# LOTR - A Better Plan



## Sukerkin (Jun 10, 2012)

For those of us who have long thought that the plan to get rid of the One Ring was ridiculously convoluted and prone to failure, here was Boromir's much better idea that he gave at the first meeting of the Council in Rivendell:

[yt]-EWfllJ6kNw[/yt]

As he was a man's man and a soldier, there is some foul language in this so be warned.


----------



## Tgace (Jun 10, 2012)

I've often wondered...if the Eagles could airlift the hobbits out at the stories end, why were they not used as an air insertion platform?

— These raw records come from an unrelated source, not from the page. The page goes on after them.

PR #320, opened 2026-05-18
Add server/config package.

Chounoki:


server/proto/BUILD.bazel
```diff
@@ -0,0 +1,53 @@
...
+    ],
+)
+
+##############################################################################
+# Go
+##############################################################################
+
+go_proto_library(
+    name = "config_go_proto",
+    importpath = "github.com/openconfig/bootz/server/proto",
```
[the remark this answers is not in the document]
Chounoki: Done.

server/proto/config.proto
```diff
@@ -0,0 +1,85 @@
...
+//
+// Unless required by applicable law or agreed to in writing, software
+// distributed under the License is distributed on an "AS IS" BASIS,
+// WITHOUT WARRANTIES OR CONDITIONS OF ANY KIND, either express or implied.
+// See the License for the specific language governing permissions and
+// limitations under the License.
+
+syntax = "proto3";
+
+package config;
```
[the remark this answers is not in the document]
Chounoki: Done.

server/proto/config.proto
```diff
@@ -0,0 +1,85 @@
...
+  // Bootz server address (IP:port).
+  string server_address = 1;
+  // Bootz server trust anchor cert key pair.
+  CertKeyPair trust_anchor = 2;
+  // Owner certificate key pair.
+  CertKeyPair owner_certificate = 3;
+  // Based64 encoding of ASN.1 DER vendor CA certificates.
+  repeated string vendor_ca_certs = 4;
+  // Chassis owned by the orgization.
+  repeated ChassisInventory chassis_inventories = 5;
```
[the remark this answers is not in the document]
Chounoki: This proto will be mostly used in the format of `textproto` as data source, and must allow easy editing by humans when needed.

The representation of `bytes` in `textproto` is really ugly (e.g. "\x01\x02\x03\x04...") and difficult to edit/replace manually, so it is better to keep based64 encoding even though it adds an extra layer of conversion.

server/proto/config.proto
```diff
@@ -0,0 +1,85 @@
...
+}
+
+message ControlCard {
+  // Serial number of the control card.
+  string serial_number = 1;
+  // Base64 encoding of ownership voucher.
+  string ownership_voucher = 2;
+  // Base64 encoding of PKIX DER EK/PPK public key.
+  // This field is not populated for control cards having IDevID.
+  string public_key = 3;
```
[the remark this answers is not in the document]
Chounoki: Same reason as above.

server/proto/config/config.pb.go
```diff
@@ -0,0 +1,461 @@
+// Code generated by protoc-gen-go. DO NOT EDIT.
+// versions:
+// 	protoc-gen-go v1.36.11
+// 	protoc        v7.34.1
+// source: github.com/openconfig/bootz/server/proto/config.proto
+
+package proto
```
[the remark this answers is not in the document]
Chounoki: Done.

server/proto/config.proto
```diff
@@ -0,0 +1,85 @@
...
+  repeated string vendor_ca_certs = 4;
+  // Chassis owned by the orgization.
+  repeated ChassisInventory chassis_inventories = 5;
+}
+
+message CertKeyPair {
+  // Base64 encoding of ASN.1 DER certificate.
+  string cert = 1;
+  // Base64 encoding of PKCS#8 DER private key.
+  string key = 2;
```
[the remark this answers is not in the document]
Chounoki: This proto will be mostly used in the format of textproto as data source, and must allow easy editing by humans when needed.

The representation of bytes in textproto is really ugly (e.g. "\x01\x02\x03\x04...") and difficult to edit/replace manually, so it is better to keep based64 encoding even though it adds an extra layer of conversion.

gmacf:
Is this for Monax? If so, I would like to see how this fits in with the existing protos or proposed workflow. Do you have any example configs for this?

Chounoki:
> Is this for Monax? If so, I would like to see how this fits in with the existing protos or proposed workflow. Do you have any example configs for this?

Yes, this is for Monax, so the vendors can use all real data like ownership_voucher.
I haven't created the PR yet, but when creating the Bootz server, this `Config` proto should be read from a file and provided to the Bootz server.

server/proto/config.proto
```diff
@@ -0,0 +1,87 @@
...
+import "github.com/openconfig/bootz/proto/bootz.proto";
+import "github.com/openconfig/gnsi/authz/authz.proto";
+import "github.com/openconfig/gnsi/pathz/pathz.proto";
+
+option go_package = "github.com/openconfig/bootz/server/proto/config";
+
+// A binding configuration for Bootz server.
+message Config {
+  // Bootz server address (IP:port).
+  string server_address = 1;
```
gmacf, line 29: How will we know the server address of the Bootz server ahead of time? Some runtime environments (e.g. Google's) don't let you reserve a specific IP when bringing up SUT components. We will need another way to learn about the Bootz server address.

server/proto/config.proto
```diff
@@ -0,0 +1,87 @@
...
+}
+
+message CertKeyPair {
+  // Base64 encoding of ASN.1 DER certificate.
+  string cert = 1;
+  // Base64 encoding of PKCS#8 DER private key.
+  string key = 2;
+}
+
+message ChassisInventory {
```
gmacf: Could this just be 'Chassis'? Inventory sounds like a collection rather than a single device.

server/proto/config.proto
```diff
@@ -0,0 +1,87 @@
...
+  // cards.
+  repeated ControlCard control_cards = 2;
+  // The intended hostname of the chassis.
+  string hostname = 3;
+  // Boot mode defines the boot mode that can be secure or insecure.
+  bootz.BootMode boot_mode = 4;
+  // Whether Streaming Bootz is supported or not.
+  bool streaming_supported = 5;
+  // Software image to be loaded on the chassis.
+  bootz.SoftwareImage intended_image = 6;
```
gmacf, line 61: The Bootz SoftwareImage contains a download URL. How will we know that URL ahead of time? This URL should be generated by the ImageService SUT dynamically.

gmacf:
> > Is this for Monax? If so, I would like to see how this fits in with the existing protos or proposed workflow. Do you have any example configs for this?
> 
> Yes, this is for Monax, so the vendors can use all real data like ownership_voucher. I haven't created the PR yet, but when creating the Bootz server, this `Config` proto should be read from a file and provided to the Bootz server.

In that case, could you either edit the existing Monax protos under server/tests/proto or move the config there? The reason I ask is because this file is very similar to server/tests/proto/test.proto

server/proto/config.proto
Chounoki: Here is my understanding:

With Monax, each SUT will run in a container, which by default is assigned to a private network by Docker runtime. This private network is bridged (NAT'ed) by the host machine. (I.e. the host machine acts as the gateway of the SUT's private network).

https://docs.docker.com/engine/network/

This private network address doesn't really matter, because any external switch will only see the real IP address of the host machine on which the containers run. In other words, the host machine does port mapping from container private network to host public network.

The DHCP entries must use the real host IP address as Bootz server address. Similarly the image URI created by Bootz must also use the real host IP address, because to any external switches, only the real IP address of the host machine is visible (All IP addresses inside the private network of the containners are not visible externally).

server/proto/config.proto
Chounoki: Sure, I will change to that.

server/proto/config.proto
Chounoki: I think the image URI must also use the real IP address of the host machine, which is known by the user doing the test beforehand.

In the worst case, Bootz can still override this IP if required (i.e. we can provide a function for Monax to call).

Chounoki:
> > > Is this for Monax? If so, I would like to see how this fits in with the existing protos or proposed workflow. Do you have any example configs for this?
> > 
> > 
> > Yes, this is for Monax, so the vendors can use all real data like ownership_voucher. I haven't created the PR yet, but when creating the Bootz server, this `Config` proto should be read from a file and provided to the Bootz server.
> 
> In that case, could you either edit the existing Monax protos under server/tests/proto or move the config there? The reason I ask is because this file is very similar to server/tests/proto/test.proto

Besides Monax, this proto definition will be referenced by `artifact_manager` and `chassis_manager` as argument in their respective New() function, as well as by `server_emulator` and `client_emulator`, so I am not sure whether putting it into the `test` directory is appropriate.

Even without doing any test (Monax or not), this proto definition is still required.

server/proto/config.proto
gmacf: Monax isn't necessarily going to run on Docker containers. Some vendors may run these SUT components on bare-metal machines, and as I said above, it definitely wouldn't work in Borg. This is why we should find a solution that can be applied to any runtime/deployment environment.

gmacf:
> > > > Is this for Monax? If so, I would like to see how this fits in with the existing protos or proposed workflow. Do you have any example configs for this?
> > > 
> > > 
> > > Yes, this is for Monax, so the vendors can use all real data like ownership_voucher. I haven't created the PR yet, but when creating the Bootz server, this `Config` proto should be read from a file and provided to the Bootz server.
> > 
> > 
> > In that case, could you either edit the existing Monax protos under server/tests/proto or move the config there? The reason I ask is because this file is very similar to server/tests/proto/test.proto
> 
> Besides Monax, this proto definition will be referenced by `artifact_manager` and `chassis_manager` as argument in their respective New() function, as well as by `server_emulator` and `client_emulator`, so I am not sure whether putting it into the `test` directory is appropriate.
> 
> Even without doing any test (Monax or not), this proto definition is still required.

I'm not sure how this config proto will be used in the production (non-test instance). Doesn't this config have to contain an exhaustive list of the inventory and other artifacts? In the real world, we fetch these from external systems.

server/proto/config.proto
Chounoki: If the vendors are going to directly run the Monax test we provide to them, then each SUT will be inside a container just like the [math example provided by Monax](https://github.com/openconfig/monax/tree/main/example/math), you can see each SUT has its own [Dockerfile](https://github.com/openconfig/monax/blob/main/example/math/addition/deploy/Dockerfile) and [kubernetes.txtpb](https://github.com/openconfig/monax/blob/main/example/math/addition/deploy/kubernetes.txtpb) file.

If the vendors don't plan to run the Monax, but to use each service on bare machine without Monax, then they already know the IP of the machine which can be manually written into the textproto of this file by the vendors, and then Bootz server will be initialized from this textproto.

In either case, personally I think it is better and safer to ask the vendors to manually fill in the IP address of the machine on which they plan to run the test (regardless of Bootz server inside a container or not), since the machine can have multiple network interfaces and multiple IP addresses.

While Bootz calls `net.Listen()` function without specifying an IP, it will create a listener on each of those network interfaces and their IP addresses (https://pkg.go.dev/net#Listen), which means if we try to retrieve a single server IP address dynamically from Bootz runtime, we would get multiple IP addresses instead, and it would be a mess because we can only put one single Bootz IP into DHCP.

Chounoki:
> > > > > Is this for Monax? If so, I would like to see how this fits in with the existing protos or proposed workflow. Do you have any example configs for this?
> > > > 
> > > > 
> > > > Yes, this is for Monax, so the vendors can use all real data like ownership_voucher. I haven't created the PR yet, but when creating the Bootz server, this `Config` proto should be read from a file and provided to the Bootz server.
> > > 
> > > 
> > > In that case, could you either edit the existing Monax protos under server/tests/proto or move the config there? The reason I ask is because this file is very similar to server/tests/proto/test.proto
> > 
> > 
> > Besides Monax, this proto definition will be referenced by `artifact_manager` and `chassis_manager` as argument in their respective New() function, as well as by `server_emulator` and `client_emulator`, so I am not sure whether putting it into the `test` directory is appropriate.
> > Even without doing any test (Monax or not), this proto definition is still required.
> 
> I'm not sure how this config proto will be used in the production (non-test instance). Doesn't this config have to contain an exhaustive list of the inventory and other artifacts? In the real world, we fetch these from external systems.

This config profo is only for the open source Bootz. This config proto itself as well as its consumers: `artifact_manager`, `chassis_manager`, `bootz_emulator` and `client_emulator` won't be sync'ed back to our internal codebase.

Our internal Bootz will use a different version of `artifact_manager` and `chassis_manager`, which implements the same interfaces as the open source ones.

Chounoki:
> > > > > > Is this for Monax? If so, I would like to see how this fits in with the existing protos or proposed workflow. Do you have any example configs for this?
> > > > > 
> > > > > 
> > > > > Yes, this is for Monax, so the vendors can use all real data like ownership_voucher. I haven't created the PR yet, but when creating the Bootz server, this `Config` proto should be read from a file and provided to the Bootz server.
> > > > 
> > > > 
> > > > In that case, could you either edit the existing Monax protos under server/tests/proto or move the config there? The reason I ask is because this file is very similar to server/tests/proto/test.proto
> > > 
> > > 
> > > Besides Monax, this proto definition will be referenced by `artifact_manager` and `chassis_manager` as argument in their respective New() function, as well as by `server_emulator` and `client_emulator`, so I am not sure whether putting it into the `test` directory is appropriate.
> > > Even without doing any test (Monax or not), this proto definition is still required.
> > 
> > 
> > I'm not sure how this config proto will be used in the production (non-test instance). Doesn't this config have to contain an exhaustive list of the inventory and other artifacts? In the real world, we fetch these from external systems.
> 
> This config profo is only for the open source Bootz. This config proto itself as well as its consumers: `artifact_manager`, `chassis_manager`, `bootz_emulator` and `client_emulator` won't be sync'ed back to our internal codebase.
> 
> Our internal Bootz will use a different version of `artifact_manager` and `chassis_manager` that implement the same interface.

I have created [another PR of `artifact_manager`](https://github.com/openconfig/bootz/pull/323) to demonstrate how this `config proto` is consumed, but due to the dependency, I have to create the new PR containing both `artifact_manager` package and this `config proto` package together in the same PR, otherwise the new PR will fail the building test due to dependency.

server/proto/config.proto
gmacf: I think my main point still stands: How will we run this Monax test on Borg if you have to know the IP address ahead of time? We need to think about all future cases, not just the immediate ones.

Monax at its core is a SUT manager. It's purpose is to automatically bring up, manage and provide access to SUT components without having to know the implementation/addressing details about them. It is responsible for figuring out the IP addresses of the SUT components it brings up, and then initiating the gRPC/HTTP/whatever connections to them. By introducing external fields that override this, you are potentially breaking that binding.

Regarding net.Listen() listening on all available IP addresses, I don't see that as a huge problem. Sure, the server will need to pick one address to provide in the DHCP lease but the beauty of Monax is that each vendor can customize that logic as much as they want. This is why I've put in a GetBootzURL() RPC to the Bootz controller: Each test implementation has full control over how the Bootz server determines what its correct address is.

Chounoki:
I think we can put Monax aside for now, because we are still too far away from implementing any Monax test.

The major use of this `config proto definition` is to replace the current `Bootz server emulator` command line arguments defined as below:
https://github.com/openconfig/bootz/blob/main/server/emulator/main.go#L38-L42

I will remove all those command line arguments and only use a single textproto file generated from this `config proto definition` as the command line argument for starting a `Bootz server emulator`.

The `client emulator` will do the same, by also using the same single textproto file generated from this `config proto definition` as the command line argument for starting a `Bootz client emulator`.

How we should start the Monax Bootz test can be discussed later and doesn't have to use this `config proto`, but we still need this proto for the server+client emulator. Currently those emulators generate lots of fake certs/keys/vouchers internally, but we can't do that anymore as we are going to ask the vendors to test with real switches, so all those things will be provided by this textproto.

I hope my explanation makes things a little clearer now.

gmacf (approved):

PR #321, opened 2026-05-19
Docker file for dhcp and http services to be run from monax.

thesrinath:


Chounoki:
Since these files are exclusively for monax, maybe we can create a root directory like "//monax" or "//test", and just like the directory structure shown in the monax example, we can put them under "//monax/deploy" or "//test/deploy".

What is your opinion?

marcushines (approved):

If not flown into Mordor proper, they could have at least shortened the trip significantly.


----------



## Sukerkin (Jun 10, 2012)

Exactly so - it is a tactic that has been aired at many a drunken nights chin-wagging :lol:.


----------



## Blindside (Jun 10, 2012)

Mordor had an airforce with the nazgul out in full force....  Not quite Spitfires, but probably a screen that would be tough for an eagle to crack.


----------



## Sukerkin (Jun 10, 2012)

One eagle maybe but there were only Nine Riders.  That's not much of a screen at the end of the day.


----------



## Tgace (Jun 10, 2012)

Hell. Im not even saying "door to door". How about just knocking off a few hundred leagues?


----------



## MA-Caver (Jun 10, 2012)

Blindside said:


> Mordor had an airforce with the nazgul out in full force....  Not quite Spitfires, but probably a screen that would be tough for an eagle to crack.


 If Sauron and the Witch King of Angmar was pre-occupied with the siege of Minas Tirith then the Eagle could've flown around, i.e. the route that Frodo, Sam and Gollum/Smeagol took. 
Volia ...
Could've given the ring to Smeagol to hold it and then drop him AND the ring into the mountain. Heh... 
That was a funny video.


----------